# iPhone5 or 1Dx



## tiger82 (May 10, 2013)

I've been saving my $ for a 1Dx and my phone is dying. I'm getting a new iPhone5 which will set my 1Dx fund back a little but that little gadget allows me to take decent images when I am not carrying my 1D3 or 5D2. I can carry the iPhone5 everywhere, anywhere, and anyytime. Now, what can I use to mate my L glass to my new iPhone5?


----------



## wickidwombat (May 10, 2013)

here you go

all your dreams come true

http://photojojo.com/store/awesomeness/iphone-slr-mount/


----------



## tiger82 (May 10, 2013)

Thanks


----------



## ksagomonyants (May 10, 2013)

What's the point of the title of your thread?


----------



## tiger82 (May 10, 2013)

I have to wait a little longer to get a 1Dx. New toy and distractions.....need more explanation?


----------



## beckstoy (May 10, 2013)

wickidwombat said:


> here you go
> 
> all your dreams come true
> 
> http://photojojo.com/store/awesomeness/iphone-slr-mount/



Boner on deck!!
=)


----------



## kennephoto (May 10, 2013)

I have the iPhone 5 and its terrible.

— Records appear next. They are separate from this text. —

PR #1136, opened 2020-04-17
feat: add mongodb template

craicoverflow:
This is a clone of the existing runtime template and modified to work with MongoDb out of the box.
Once this is merged I will update templates-release template


templates/ts-apollo-mongodb-runtime-backend/README.md
```diff
@@ -0,0 +1,79 @@
+## Graphback Runtime Template
```
craicoverflow, line 1: Need to change this

templates/ts-apollo-mongodb-runtime-backend/.env
```diff
@@ -0,0 +1,6 @@
+DB_USER=mongodb
```
wtrocki, line 1: This is from datasync example right? We use there some dodgy Red Hat Mongo for compatibility. 
Normal Mongo do not require any authentication etc. We might just not need it for upstream context

templates/ts-apollo-mongodb-runtime-backend/.graphqlrc.yml
```diff
@@ -0,0 +1,24 @@
+## GraphQL Config Generated by Graphback
+## Please review configuration and adjust it for your own project
+schema: ./src/schema/*.graphql
+documents: ./client/src/graphql/**/*.graphql
```
wtrocki, line 4: This might not be required as there is no client queries.
Generally what is the point of having this config file for runtime example? 
All parameters can be setup remotely. For postgress we needed it for migration purposes.

templates/ts-apollo-mongodb-runtime-backend/.env
craicoverflow: No this is the exact config from `graphback config`

templates/ts-apollo-mongodb-runtime-backend/.graphqlrc.yml
craicoverflow: Yeah forgot about this.

templates/ts-apollo-mongodb-runtime-backend/src/runtime.ts
```diff
@@ -0,0 +1,32 @@
...
+/**
+ * Method used to create runtime schema
+ */
+export const createRuntime = async () => {
+  const db = await connectDB();
+
+  const projectConfig = loadConfigSync({
+    extensions: [
+      () => ({ name: 'graphback' }),
+      () => ({ name: 'dbmigrations' })
```
wtrocki, line 17: Not needed here

templates/ts-apollo-mongodb-runtime-backend/src/runtime.ts
```diff
@@ -0,0 +1,32 @@
...
+    ]
+  }).getDefault()
+
+  // const projectConfig = getProjectConfig();
+  const graphbackConfig = projectConfig.extension('graphback');
+  const model = projectConfig.loadSchemaSync(path.resolve(graphbackConfig.model));
+
+  const pubSub = new PubSub();
+  const runtimeEngine = new GraphbackRuntime(model, graphbackConfig);
```
wtrocki, line 26: Ah.. We require graphback config for runtime - where what we use is just crud. I think it is worth to make this small (breaking change) here to enable runtime to work without config file. 
This can be separate issue, but generally it will reduce number of steps required to create runtime

wtrocki:
@craicoverflow Sorry that I used that PR to point out some existing issues.. 
We have outstanding discussion to remove `graphback db`. The remaining part was that it was needed for runtime cases, however if runtime will perform migration in the code (on start) this will actually give developers much better workflow and help us with fixing couple issues with scalars. I'm leaving up to you how we deal with this but it is great opportunity to clear things up and minimize some tech debt we have.

templates/ts-apollo-mongodb-runtime-backend/.env
wtrocki: Do we create .env file there?

templates/ts-apollo-mongodb-runtime-backend/src/runtime.ts
craicoverflow: We still need the config for:

- global CRUD configuration
- plugins

wtrocki: Yep.. But why not pass it over the JS/TS. Same with plugins - as runtime do not care about them at all we can just bundle them and pass them programmatically. This will be dream come true as it will make entire runtime setup just 2 method calls (setup services and setup runtime) nothing else will be required including some strange config setup.

wtrocki: It might be too much for this issue but this is great place to talk about this and explore these options as we have context of he code.

templates/ts-apollo-mongodb-runtime-backend/.env
craicoverflow: no I coped the database values from the docker-compose file

craicoverflow:
> @craicoverflow Sorry that I used that PR to point out some existing issues..
> We have outstanding discussion to remove `graphback db`. The remaining part was that it was needed for runtime cases, however if runtime will perform migration in the code (on start) this will actually give developers much better workflow and help us with fixing couple issues with scalars. I'm leaving up to you how we deal with this but it is great opportunity to clear things up and minimize some tech debt we have. This problem is even more present in Mongo where we do not have db migration at all.
> 
> EDIT:
> 
> Maybe some quick wins in this PR and follow up issue to cover this?

FYI `graphback db` is not needed for runtime cases as runtime template has programmatic migrations.

wtrocki:
> FYI graphback db is not needed for runtime cases as runtime template has programmatic migrations.

This makes it even more appealing to kill all config stuff now

wtrocki:
Also in generation scenario. Config should not be used inside the application at all. We use it to reuse migration to connect to the app but that should change and we might have small duplication of app and migration config

PR #1151, opened 2020-04-20
chore(release): bump to version 0.12.0

craicoverflow:
Update version to Graphback 0.12.0


docs/releases.md
```diff
@@ -8,6 +8,31 @@ title: Releases
 This file contains changes and migration steps for the Graphback project. 
 Please follow individual releases for more information.
 
+# 0.12.0
+
+##### New Features
```
wtrocki, line 13: Not really the format we were using but it is ok to change it

craicoverflow: Essentially the same but using a title - easier to read.

PR #1160, opened 2020-04-21
fix(Apollo+Postgres+Runtime): add missing dependency

craicoverflow:
The Apollo PostgreSQL Runtime template is missing `@graphback/runtime-knex` which is required to create data sources and start the server.


wtrocki:
It is really cool that we can push that without relase

PR #1176, opened 2020-04-25
test: make sure that `GraphQLClientCreatorTest.ts` compiles.

machi1990:
The test was failing because the property `fragmentOnly` was missing from a required type for the constructor of `ClientGeneratorPluginConfi
g`. The command `yarn test` errored the below message:

```
packages/graphback-codegen-client/tests/GraphQLClientCreatorTest.ts:34:39 - error TS2345: Argument of type '{ format: "graphql"; outputPath: string; }' is not assignable to parameter of type 'ClientGeneratorPluginConfig'.

Property 'fragmentOnly' is missing in type '{ format: "graphql"; outputPath: string; }' but required in type 'ClientGeneratorPluginConfig'.

 34   const plugin = new ClientCRUDPlugin({ format: 'graphql', outputPath: './tmp' })
```

/cc @wtrocki @craicoverflow


wtrocki:
@machi1990 This is strange as master and PR that introduced that change was building.

machi1990:
> @machi1990 This is strange as master and PR that introduced that change was building.

@wtrocki Yes, strange. 

Saw your commit, that's another way to go abut it. 

Thanks for chiming in.

PR #1178, opened 2020-04-25
update GraphQLResolverCreatorTest snapshots

machi1990:
- Delete phantom snapshots that were generated by Ava
- Update Jest snapshots to take into account latest changes in master. 
- Also explicit set the `trailingComma` to `all` prettier formatting options which seem to be projects default see https://github.com/aerogear/graphback/blob/a8813d451487a91114c51db5ee246fafc0446c07/.prettierrc#L3 

/cc @wtrocki


machi1990:
> * Delete phantom snapshots that were generated by Ava

Seems like there are couple other files that were generated by Ava and the test runner itself is still there as shown by a quick search on GH https://github.com/aerogear/graphback/search?q=ava&unscoped_q=ava e.g 

Are we using jest or ava or both? 

@wtrocki @craicoverflow

machi1990:
Great, I think we can go ahead and remove all `Ava` references?

wtrocki:
Yes. Anything related to ava should be gone

machi1990:
> Yes. Anything related to ava should be gone

Will prepare a PR some time later today.

wtrocki:
@machi1990 keep it for the week. No need to do boring stuff on weekend

PR #1181, opened 2020-04-25
chore: remove trailing Ava references by deleting phantom Ava snapshots and removing the Ava dependency

machi1990:
Also update old jest snapshots

See this comment https://github.com/aerogear/graphback/pull/1178#issuecomment-619357364


templates/ts-apollo-fullstack/.graphqlrc.yml
```diff
@@ -1,40 +1,27 @@
 ## GraphQL Config Generated by Graphback
 ## Please review configuration and adjust it for your own project
-schema: ./server/src/schema/*.graphql
```
wtrocki, line 3: I think this file was commited by mistake (should be reverted?)

machi1990: Good catch.

machi1990: I noticed a couple of other `templates/apollo...` generated files , should they be ignored?

PR #1194, opened 2020-04-27
fix: correct pass resolvers to ApolloServer

machi1990:
See https://github.com/aerogear/graphback/commit/673fce28a700d4ccc5ef72642a6226e446e61bb6#r38764338


machi1990:
Thanks @wtrocki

Hard to get proper focus can't control aperture or shutter speed. Tiny screen compared to competitors. Get the 1dx! Or get a cheaper phone and 1dx. If apple doesn't start doing things better I'm gonna switch. My ipad mini doesn't have a flash! How do you forget that!


----------



## verysimplejason (May 10, 2013)

Sell one one between your 5D2 or 1D3 and buy your Iphone 5 + 1DX. Problem solved.


----------



## tiger82 (May 10, 2013)

verysimplejason said:


> Sell one one between your 5D2 or 1D3 and buy your Iphone 5 + 1DX. Problem solved.



So you will give me the $5000 price difference between the 1Dx and the used 5D2 and 1D3? If not, PROBLEM NOT SOLVED. If I sell both, I'm still $3500 short. Your Republican math is an epic fail.


----------



## noisejammer (May 10, 2013)

If you're getting an iPhone 5, I really recommend this little ebook... 
http://craftandvision.com/books/eyephone/.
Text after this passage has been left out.